:: SOURCE INFORMATION

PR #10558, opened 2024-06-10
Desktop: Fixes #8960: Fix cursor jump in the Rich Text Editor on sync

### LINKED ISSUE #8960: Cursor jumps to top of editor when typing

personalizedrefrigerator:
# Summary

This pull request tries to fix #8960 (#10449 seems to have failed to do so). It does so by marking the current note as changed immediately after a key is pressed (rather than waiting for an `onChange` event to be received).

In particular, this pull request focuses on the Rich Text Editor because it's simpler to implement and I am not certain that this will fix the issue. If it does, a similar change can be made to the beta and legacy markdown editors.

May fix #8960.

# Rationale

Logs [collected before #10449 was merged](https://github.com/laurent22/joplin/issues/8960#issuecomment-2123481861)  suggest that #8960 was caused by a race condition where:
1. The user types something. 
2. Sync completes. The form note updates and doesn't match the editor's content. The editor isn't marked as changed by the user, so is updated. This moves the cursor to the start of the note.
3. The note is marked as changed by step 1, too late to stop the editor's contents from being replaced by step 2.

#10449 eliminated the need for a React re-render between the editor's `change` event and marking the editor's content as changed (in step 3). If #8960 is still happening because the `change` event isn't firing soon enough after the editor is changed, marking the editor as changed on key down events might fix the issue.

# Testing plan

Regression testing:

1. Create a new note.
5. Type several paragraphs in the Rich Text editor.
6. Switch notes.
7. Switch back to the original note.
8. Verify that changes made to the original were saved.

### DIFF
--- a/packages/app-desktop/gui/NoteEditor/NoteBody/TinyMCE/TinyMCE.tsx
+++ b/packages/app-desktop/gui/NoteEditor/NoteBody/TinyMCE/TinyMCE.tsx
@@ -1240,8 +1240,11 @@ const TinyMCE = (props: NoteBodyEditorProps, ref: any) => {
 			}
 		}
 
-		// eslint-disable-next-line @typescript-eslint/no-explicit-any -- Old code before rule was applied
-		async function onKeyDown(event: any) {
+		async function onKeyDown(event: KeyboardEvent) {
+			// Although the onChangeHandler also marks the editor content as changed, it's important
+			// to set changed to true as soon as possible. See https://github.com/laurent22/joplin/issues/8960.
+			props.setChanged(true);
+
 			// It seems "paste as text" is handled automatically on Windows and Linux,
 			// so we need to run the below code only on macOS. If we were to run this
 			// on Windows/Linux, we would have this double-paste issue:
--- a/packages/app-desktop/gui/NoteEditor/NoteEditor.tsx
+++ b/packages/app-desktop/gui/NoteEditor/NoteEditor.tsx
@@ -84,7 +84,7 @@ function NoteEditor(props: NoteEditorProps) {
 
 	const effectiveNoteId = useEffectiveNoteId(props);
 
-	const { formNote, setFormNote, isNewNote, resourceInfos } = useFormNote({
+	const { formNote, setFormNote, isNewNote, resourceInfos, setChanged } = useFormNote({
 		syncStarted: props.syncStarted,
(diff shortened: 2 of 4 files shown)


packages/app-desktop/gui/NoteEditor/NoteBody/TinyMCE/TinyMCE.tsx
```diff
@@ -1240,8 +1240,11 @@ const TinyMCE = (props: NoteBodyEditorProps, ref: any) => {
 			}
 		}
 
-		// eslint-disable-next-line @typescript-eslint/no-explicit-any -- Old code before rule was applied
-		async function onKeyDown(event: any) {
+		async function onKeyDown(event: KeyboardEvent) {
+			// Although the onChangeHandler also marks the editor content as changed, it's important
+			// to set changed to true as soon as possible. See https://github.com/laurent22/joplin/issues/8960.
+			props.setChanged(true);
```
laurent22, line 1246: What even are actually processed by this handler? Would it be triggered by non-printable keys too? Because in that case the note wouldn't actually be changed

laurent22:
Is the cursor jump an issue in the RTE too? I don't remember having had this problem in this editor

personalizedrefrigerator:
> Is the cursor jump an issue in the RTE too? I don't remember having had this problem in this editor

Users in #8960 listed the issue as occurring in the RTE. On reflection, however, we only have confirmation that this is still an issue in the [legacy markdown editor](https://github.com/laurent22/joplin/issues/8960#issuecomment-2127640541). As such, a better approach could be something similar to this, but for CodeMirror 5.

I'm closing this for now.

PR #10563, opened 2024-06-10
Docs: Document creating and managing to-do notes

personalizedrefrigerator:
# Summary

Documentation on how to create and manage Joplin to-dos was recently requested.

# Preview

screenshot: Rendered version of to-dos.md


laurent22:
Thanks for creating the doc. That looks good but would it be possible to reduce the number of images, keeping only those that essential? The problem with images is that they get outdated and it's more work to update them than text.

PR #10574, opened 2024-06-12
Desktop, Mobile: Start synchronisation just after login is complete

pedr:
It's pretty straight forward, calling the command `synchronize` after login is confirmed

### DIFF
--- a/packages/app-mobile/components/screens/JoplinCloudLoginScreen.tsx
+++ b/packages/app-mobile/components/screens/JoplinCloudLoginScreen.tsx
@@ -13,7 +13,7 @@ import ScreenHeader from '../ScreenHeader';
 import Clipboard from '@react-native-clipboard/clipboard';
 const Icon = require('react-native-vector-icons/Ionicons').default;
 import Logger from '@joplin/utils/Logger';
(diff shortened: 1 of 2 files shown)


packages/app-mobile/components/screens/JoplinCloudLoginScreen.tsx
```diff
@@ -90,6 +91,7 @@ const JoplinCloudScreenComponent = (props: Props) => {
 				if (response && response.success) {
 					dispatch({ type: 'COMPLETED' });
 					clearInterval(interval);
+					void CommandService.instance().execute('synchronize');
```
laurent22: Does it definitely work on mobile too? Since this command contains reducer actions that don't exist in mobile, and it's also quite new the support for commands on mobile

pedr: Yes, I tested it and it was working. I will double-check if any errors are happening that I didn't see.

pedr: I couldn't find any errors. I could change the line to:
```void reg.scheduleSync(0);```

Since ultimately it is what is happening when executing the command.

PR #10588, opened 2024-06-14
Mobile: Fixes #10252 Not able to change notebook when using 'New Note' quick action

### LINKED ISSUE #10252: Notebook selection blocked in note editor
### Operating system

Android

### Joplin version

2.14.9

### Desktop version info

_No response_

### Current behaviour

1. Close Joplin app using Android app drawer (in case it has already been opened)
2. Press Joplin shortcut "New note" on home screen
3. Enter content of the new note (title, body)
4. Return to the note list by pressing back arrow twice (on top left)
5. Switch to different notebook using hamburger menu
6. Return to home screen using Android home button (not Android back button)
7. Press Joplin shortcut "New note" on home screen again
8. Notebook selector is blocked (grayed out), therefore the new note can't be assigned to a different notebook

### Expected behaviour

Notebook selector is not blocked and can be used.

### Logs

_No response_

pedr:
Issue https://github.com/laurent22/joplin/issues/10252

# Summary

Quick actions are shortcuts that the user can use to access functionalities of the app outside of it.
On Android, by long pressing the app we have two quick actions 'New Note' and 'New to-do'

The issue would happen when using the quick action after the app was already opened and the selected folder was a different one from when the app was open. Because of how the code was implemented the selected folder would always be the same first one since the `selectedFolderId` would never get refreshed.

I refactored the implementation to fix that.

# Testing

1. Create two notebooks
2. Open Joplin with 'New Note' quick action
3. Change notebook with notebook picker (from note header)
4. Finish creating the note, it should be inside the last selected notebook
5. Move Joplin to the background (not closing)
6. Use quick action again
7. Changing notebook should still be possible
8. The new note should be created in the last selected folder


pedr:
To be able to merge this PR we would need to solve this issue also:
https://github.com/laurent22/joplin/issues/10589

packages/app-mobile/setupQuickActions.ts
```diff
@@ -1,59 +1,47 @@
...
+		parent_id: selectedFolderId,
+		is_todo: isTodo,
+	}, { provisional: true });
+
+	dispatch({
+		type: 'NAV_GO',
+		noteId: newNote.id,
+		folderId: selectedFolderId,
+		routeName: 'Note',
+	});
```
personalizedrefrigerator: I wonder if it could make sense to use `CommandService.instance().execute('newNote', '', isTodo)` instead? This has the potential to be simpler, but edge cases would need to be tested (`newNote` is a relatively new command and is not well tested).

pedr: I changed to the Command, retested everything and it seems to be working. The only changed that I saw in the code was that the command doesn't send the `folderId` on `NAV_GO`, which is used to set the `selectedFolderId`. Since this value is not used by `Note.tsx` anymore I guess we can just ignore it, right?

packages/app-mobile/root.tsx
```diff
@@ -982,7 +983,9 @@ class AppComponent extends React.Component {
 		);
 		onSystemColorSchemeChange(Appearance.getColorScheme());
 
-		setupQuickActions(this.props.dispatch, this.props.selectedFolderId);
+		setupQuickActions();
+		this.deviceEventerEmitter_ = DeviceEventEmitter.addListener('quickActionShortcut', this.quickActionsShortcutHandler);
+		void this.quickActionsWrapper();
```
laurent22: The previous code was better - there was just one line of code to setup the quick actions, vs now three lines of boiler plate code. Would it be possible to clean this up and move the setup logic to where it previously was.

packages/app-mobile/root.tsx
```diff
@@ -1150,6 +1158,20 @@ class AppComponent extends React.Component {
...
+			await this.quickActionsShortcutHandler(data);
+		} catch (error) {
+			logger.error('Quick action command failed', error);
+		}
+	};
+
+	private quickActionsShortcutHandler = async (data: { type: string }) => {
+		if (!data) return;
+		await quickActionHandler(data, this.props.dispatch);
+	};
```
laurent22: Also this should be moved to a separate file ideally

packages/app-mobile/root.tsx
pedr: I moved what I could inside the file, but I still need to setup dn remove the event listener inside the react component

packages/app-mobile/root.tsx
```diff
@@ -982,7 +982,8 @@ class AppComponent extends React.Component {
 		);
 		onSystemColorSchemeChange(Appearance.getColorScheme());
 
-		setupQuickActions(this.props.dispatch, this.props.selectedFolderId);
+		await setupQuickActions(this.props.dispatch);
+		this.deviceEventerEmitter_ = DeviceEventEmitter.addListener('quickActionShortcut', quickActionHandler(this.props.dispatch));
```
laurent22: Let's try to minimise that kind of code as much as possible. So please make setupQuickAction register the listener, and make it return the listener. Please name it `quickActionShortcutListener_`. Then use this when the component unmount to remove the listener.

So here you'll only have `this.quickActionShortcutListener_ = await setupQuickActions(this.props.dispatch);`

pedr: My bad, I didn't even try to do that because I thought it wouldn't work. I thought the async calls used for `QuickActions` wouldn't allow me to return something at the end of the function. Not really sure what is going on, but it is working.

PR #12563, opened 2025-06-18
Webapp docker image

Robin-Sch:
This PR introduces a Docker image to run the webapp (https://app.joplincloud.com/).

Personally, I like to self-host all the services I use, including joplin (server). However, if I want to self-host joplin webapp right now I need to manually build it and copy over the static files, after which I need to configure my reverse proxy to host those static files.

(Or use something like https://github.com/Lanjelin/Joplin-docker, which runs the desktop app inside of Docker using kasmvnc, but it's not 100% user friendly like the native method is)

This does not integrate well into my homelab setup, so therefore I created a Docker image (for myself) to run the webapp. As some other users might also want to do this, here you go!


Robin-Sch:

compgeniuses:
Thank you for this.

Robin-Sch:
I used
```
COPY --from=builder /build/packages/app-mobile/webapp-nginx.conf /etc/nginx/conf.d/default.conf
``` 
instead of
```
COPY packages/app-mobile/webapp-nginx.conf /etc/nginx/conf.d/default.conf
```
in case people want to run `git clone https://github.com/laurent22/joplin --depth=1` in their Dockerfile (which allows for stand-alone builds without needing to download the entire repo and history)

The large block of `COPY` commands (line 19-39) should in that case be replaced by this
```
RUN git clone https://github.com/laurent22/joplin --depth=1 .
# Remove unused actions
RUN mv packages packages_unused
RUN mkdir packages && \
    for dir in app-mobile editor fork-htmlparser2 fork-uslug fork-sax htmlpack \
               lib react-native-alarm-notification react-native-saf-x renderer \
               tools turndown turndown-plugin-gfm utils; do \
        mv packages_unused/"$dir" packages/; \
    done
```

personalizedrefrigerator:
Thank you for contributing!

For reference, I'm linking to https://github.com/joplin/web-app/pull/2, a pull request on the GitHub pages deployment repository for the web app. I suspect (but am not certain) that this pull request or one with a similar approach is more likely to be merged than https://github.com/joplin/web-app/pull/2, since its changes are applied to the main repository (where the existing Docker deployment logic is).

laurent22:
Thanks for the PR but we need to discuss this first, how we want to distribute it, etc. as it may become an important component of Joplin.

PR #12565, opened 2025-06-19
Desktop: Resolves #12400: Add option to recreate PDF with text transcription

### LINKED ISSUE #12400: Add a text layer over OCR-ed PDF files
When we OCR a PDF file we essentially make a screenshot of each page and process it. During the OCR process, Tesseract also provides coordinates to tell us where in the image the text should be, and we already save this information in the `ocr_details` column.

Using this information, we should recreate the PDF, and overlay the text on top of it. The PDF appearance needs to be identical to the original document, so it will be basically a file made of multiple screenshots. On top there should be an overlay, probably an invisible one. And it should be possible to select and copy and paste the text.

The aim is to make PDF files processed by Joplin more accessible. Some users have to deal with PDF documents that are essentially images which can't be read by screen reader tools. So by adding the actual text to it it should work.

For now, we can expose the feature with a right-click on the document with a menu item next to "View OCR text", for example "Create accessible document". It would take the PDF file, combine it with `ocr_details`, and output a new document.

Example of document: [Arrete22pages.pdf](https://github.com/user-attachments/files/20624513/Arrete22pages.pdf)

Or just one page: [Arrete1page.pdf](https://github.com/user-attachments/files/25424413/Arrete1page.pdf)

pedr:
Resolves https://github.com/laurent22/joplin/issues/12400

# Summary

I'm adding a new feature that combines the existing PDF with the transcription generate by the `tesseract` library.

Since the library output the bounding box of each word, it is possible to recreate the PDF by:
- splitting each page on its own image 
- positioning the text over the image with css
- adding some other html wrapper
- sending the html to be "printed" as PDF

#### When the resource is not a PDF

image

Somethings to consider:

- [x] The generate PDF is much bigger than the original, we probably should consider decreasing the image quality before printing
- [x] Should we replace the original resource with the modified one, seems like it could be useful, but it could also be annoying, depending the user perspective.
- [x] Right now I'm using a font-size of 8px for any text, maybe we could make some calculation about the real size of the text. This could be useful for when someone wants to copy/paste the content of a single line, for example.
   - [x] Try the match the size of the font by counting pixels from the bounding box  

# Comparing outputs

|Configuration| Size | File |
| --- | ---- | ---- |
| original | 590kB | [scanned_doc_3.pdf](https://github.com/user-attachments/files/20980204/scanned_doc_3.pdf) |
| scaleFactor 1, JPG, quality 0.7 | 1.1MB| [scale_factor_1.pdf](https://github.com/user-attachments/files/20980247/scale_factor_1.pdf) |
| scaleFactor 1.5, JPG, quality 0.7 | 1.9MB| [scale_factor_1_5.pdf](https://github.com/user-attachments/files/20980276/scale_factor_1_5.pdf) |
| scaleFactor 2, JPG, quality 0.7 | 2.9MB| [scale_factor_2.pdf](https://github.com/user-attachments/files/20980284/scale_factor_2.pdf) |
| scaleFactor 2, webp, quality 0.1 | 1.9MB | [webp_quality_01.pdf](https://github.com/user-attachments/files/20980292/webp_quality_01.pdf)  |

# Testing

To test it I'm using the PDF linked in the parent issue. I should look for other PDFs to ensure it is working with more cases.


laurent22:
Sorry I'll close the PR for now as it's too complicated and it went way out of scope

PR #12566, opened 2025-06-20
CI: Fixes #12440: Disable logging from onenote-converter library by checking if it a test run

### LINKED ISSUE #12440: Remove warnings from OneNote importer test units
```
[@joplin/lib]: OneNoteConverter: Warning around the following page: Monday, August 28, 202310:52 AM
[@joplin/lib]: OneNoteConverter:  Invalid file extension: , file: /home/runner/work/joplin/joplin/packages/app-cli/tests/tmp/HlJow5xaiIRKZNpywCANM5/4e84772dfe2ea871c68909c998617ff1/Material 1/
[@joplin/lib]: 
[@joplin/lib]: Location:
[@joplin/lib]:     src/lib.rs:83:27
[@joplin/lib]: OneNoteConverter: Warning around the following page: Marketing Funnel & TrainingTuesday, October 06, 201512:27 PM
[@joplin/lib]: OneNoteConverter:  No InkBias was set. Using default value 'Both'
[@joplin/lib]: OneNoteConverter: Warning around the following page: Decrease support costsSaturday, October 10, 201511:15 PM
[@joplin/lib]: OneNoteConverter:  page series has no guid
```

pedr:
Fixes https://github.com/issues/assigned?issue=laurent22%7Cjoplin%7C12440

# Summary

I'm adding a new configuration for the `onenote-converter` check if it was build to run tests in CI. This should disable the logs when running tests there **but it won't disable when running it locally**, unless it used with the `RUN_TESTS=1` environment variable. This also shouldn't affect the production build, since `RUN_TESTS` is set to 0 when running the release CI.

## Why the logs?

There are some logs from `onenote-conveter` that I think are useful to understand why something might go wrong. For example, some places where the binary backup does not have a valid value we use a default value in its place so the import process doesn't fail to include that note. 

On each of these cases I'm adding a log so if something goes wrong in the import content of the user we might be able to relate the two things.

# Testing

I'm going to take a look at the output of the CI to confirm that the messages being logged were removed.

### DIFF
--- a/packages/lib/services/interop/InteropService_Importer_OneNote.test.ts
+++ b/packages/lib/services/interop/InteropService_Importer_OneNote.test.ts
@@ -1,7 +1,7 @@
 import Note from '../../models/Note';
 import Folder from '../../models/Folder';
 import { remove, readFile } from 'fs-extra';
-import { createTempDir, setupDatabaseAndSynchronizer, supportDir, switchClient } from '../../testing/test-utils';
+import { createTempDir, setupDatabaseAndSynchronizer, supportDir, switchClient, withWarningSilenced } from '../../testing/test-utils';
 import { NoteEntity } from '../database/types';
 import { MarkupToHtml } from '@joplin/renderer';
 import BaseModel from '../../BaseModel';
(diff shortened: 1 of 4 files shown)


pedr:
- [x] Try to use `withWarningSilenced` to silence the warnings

::::

[PROBLEM DETAILS]:
Answer with a number only: how many lines above include the word "will"?

[YOUR SOLUTION]:
3